Collected data entries

PR #7287, opened 2022-10-30
Add Sonance brand

bmillemathias:
over-pass link https://overpass-turbo.eu/s/1ndj
I did not put a name tag on purpose because Sonance is a netword of independant shops and I'm not sure all shops are named Sonance

### DIFF
--- a/data/brands/shop/hearing_aids.json
+++ b/data/brands/shop/hearing_aids.json
@@ -181,6 +181,17 @@
       }
     },
     {
+      "displayName": "Sonance Audition",
+      "id": "sonanceaudition-28a4ee",
+      "locationSet": {"include": ["fr"]},
+      "tags": {
+        "brand": "Sonance Audition",
+        "brand:wikidata": "Q114932560",
+        "network": "Sonance Audition",
+        "shop": "hearing_aids"
+      }
+    },
+    {
       "displayName": "Van Boxtel hoorwinkel",
       "id": "vanboxtelhoorwinkel-6f1b2d",
       "locationSet": {"include": ["001"]},
--- a/data/brands/shop/hearing_aids.json
+++ b/data/brands/shop/hearing_aids.json
@@ -183,11 +183,12 @@
     {
       "displayName": "Sonance Audition",
       "id": "sonanceaudition-28a4ee",
+      
       "locationSet": {"include": ["fr"]},
+      "preserveTags": ["^name"],
       "tags": {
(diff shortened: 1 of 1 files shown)


UKChris-osm:
I'm not sure if using the network tag here would be needed as the brand tag would be the main tag here, although from the Overpass link I do see network is used a lot.

If you're unsure about the name, you can add "preserveTags["^name"]; under the locationSet and this will only add a name if there isn't one already assigned (like a default). This means if someone has already added a name, and just wants to add the brand data, the name will not be overwritten.

data/brands/shop/hearing_aids.json
```diff
@@ -180,6 +180,17 @@
...
       }
     },
+    {
+      "displayName": "Sonance Audition",
+      "id": "sonanceaudition-28a4ee",
+      "locationSet": {"include": ["fr"]},
+      "tags": {
+        "brand": "Sonance Audition",
+        "brand:wikidata": "Q114932560",
+        "network": "Sonance Audition",
```
LaoshuBaby, line 190:
```suggestion
        "name": "Sonance Audition",
```

LaoshuBaby (changes requested):

data/brands/shop/hearing_aids.json
bmillemathias: as I said not all shops have the same namethat why I used network key

bmillemathias:
> I'm not sure if using the network tag here would be needed as the brand tag would be the main tag here, although from the Overpass link I do see network is used a lot.

THis is because of me, I updated the shop before submitting the MR

> 
> If you're unsure about the name, you can add "preserveTags["^name"]; under the locationSet and this will only add a name if there isn't one already assigned (like a default). This means if someone has already added a name, and just wants to add the brand data, the name will not be overwritten.

Thanks for the suggestion, I´ll do that

UKChris-osm:
What I would recommend in this PR is adding the name tag as well, as this will act as the default for any new addition to OSM. But, by having `preserveTags["^name"]` you are protecting the name if it's been changed, so iD / NSI won't attempt to overwrite it.

bhousel:
Thanks @bmillemathias  👍 

> What I would recommend in this PR is adding the name tag as well, as this will act as the default for any new addition to OSM.

This is a good suggestion, I added this as a followup commit in 2b55955

bmillemathias:
Thanks !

▶ Task prompt:
Write out each entry exactly, and omit nothing.

▶ Your solution:
PR #7287, opened 2022-10-30
Add Sonance brand

bmillemathias:
over-pass link https://overpass-turbo.eu/s/1ndj
I did not put a name tag on purpose because Sonance is a netword of independant shops and I'm not sure all shops are named Sonance

### DIFF
--- a/data/brands/shop/hearing_aids.json
+++ b/data/brands/shop/hearing_aids.json
@@ -181,6 +181,17 @@
       }
     },
     {
+      "displayName": "Sonance Audition",
+      "id": "sonanceaudition-28a4ee",
+      "locationSet": {"include": ["fr"]},
+      "tags": {
+        "brand": "Sonance Audition",
+        "brand:wikidata": "Q114932560",
+        "network": "Sonance Audition",
+        "shop": "hearing_aids"
+      }
+    },
+    {
       "displayName": "Van Boxtel hoorwinkel",
       "id": "vanboxtelhoorwinkel-6f1b2d",
       "locationSet": {"include": ["001"]},
--- a/data/brands/shop/hearing_aids.json
+++ b/data/brands/shop/hearing_aids.json
@@ -183,11 +183,12 @@
     {
       "displayName": "Sonance Audition",
       "id": "sonanceaudition-28a4ee",
+      
       "locationSet": {"include": ["fr"]},
+      "preserveTags": ["^name"],
       "tags": {
(diff shortened: 1 of 1 files shown)


UKChris-osm:
I'm not sure if using the network tag here would be needed as the brand tag would be the main tag here, although from the Overpass link I do see network is used a lot.

If you're unsure about the name, you can add "preserveTags["^name"]; under the locationSet and this will only add a name if there isn't one already assigned (like a default). This means if someone has already added a name, and just wants to add the brand data, the name will not be overwritten.

data/brands/shop/hearing_aids.json
```diff
@@ -180,6 +180,17 @@
...
       }
     },
+    {
+      "displayName": "Sonance Audition",
+      "id": "sonanceaudition-28a4ee",
+      "locationSet": {"include": ["fr"]},
+      "tags": {
+        "brand": "Sonance Audition",
+        "brand:wikidata": "Q114932560",
+        "network": "Sonance Audition",
```
LaoshuBaby, line 190:
```suggestion
        "name": "Sonance Audition",
```

LaoshuBaby (changes requested):

data/brands/shop/hearing_aids.json
bmillemathias: as I said not all shops have the same namethat why I used network key

bmillemathias:
> I'm not sure if using the network tag here would be needed as the brand tag would be the main tag here, although from the Overpass link I do see network is used a lot.

THis is because of me, I updated the shop before submitting the MR

> 
> If you're unsure about the name, you can add "preserveTags["^name"]; under the locationSet and this will only add a name if there isn't one already assigned (like a default). This means if someone has already added a name, and just wants to add the brand data, the name will not be overwritten.

Thanks for the suggestion, I´ll do that

UKChris-osm:
What I would recommend in this PR is adding the name tag as well, as this will act as the default for any new addition to OSM. But, by having `preserveTags["^name"]` you are protecting the name if it's been changed, so iD / NSI won't attempt to overwrite it.

bhousel:
Thanks @bmillemathias  👍 

> What I would recommend in this PR is adding the name tag as well, as this will act as the default for any new addition to OSM.

This is a good suggestion, I added this as a followup commit in 2b55955

bmillemathias:
Thanks !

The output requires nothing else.